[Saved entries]
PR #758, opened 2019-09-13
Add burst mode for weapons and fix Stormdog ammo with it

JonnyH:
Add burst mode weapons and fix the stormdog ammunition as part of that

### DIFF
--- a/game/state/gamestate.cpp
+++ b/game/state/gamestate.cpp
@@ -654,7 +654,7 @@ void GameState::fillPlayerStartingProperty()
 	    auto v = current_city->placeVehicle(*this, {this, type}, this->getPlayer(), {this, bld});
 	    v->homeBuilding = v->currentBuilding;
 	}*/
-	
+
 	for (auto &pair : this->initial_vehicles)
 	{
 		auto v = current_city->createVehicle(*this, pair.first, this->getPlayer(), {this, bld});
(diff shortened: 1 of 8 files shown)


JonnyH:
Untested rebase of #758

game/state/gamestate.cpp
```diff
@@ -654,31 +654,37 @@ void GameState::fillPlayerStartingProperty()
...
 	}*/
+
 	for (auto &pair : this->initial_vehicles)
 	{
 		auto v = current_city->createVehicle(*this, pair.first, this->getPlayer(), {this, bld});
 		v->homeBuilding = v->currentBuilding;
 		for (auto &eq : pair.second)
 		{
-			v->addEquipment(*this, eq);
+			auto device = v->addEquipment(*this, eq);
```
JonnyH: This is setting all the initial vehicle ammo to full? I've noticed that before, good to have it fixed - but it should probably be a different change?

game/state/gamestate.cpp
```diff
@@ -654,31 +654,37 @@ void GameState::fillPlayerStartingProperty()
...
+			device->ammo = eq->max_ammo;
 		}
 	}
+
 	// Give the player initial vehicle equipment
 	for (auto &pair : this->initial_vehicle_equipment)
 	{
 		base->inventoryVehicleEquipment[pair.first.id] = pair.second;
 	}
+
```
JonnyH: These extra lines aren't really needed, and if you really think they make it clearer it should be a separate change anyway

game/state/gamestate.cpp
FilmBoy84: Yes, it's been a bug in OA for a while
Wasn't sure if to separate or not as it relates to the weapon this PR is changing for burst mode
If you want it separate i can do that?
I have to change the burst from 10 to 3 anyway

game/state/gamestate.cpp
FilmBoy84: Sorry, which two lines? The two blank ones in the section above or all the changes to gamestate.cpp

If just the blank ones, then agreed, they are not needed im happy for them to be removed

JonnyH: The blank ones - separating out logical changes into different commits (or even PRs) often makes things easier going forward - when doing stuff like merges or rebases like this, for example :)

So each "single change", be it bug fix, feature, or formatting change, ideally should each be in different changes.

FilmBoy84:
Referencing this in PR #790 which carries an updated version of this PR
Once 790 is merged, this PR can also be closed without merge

## Activity:
Produce only the lines from the line containing "JonnyH: These extra" through the line containing "If just the", inclusive of both, exactly as they stand in the entries above.

## Output of the task:
JonnyH: These extra lines aren't really needed, and if you really think they make it clearer it should be a separate change anyway

game/state/gamestate.cpp
FilmBoy84: Yes, it's been a bug in OA for a while
Wasn't sure if to separate or not as it relates to the weapon this PR is changing for burst mode
If you want it separate i can do that?
I have to change the burst from 10 to 3 anyway

game/state/gamestate.cpp
FilmBoy84: Sorry, which two lines? The two blank ones in the section above or all the changes to gamestate.cpp

If just the blank ones, then agreed, they are not needed im happy for them to be removed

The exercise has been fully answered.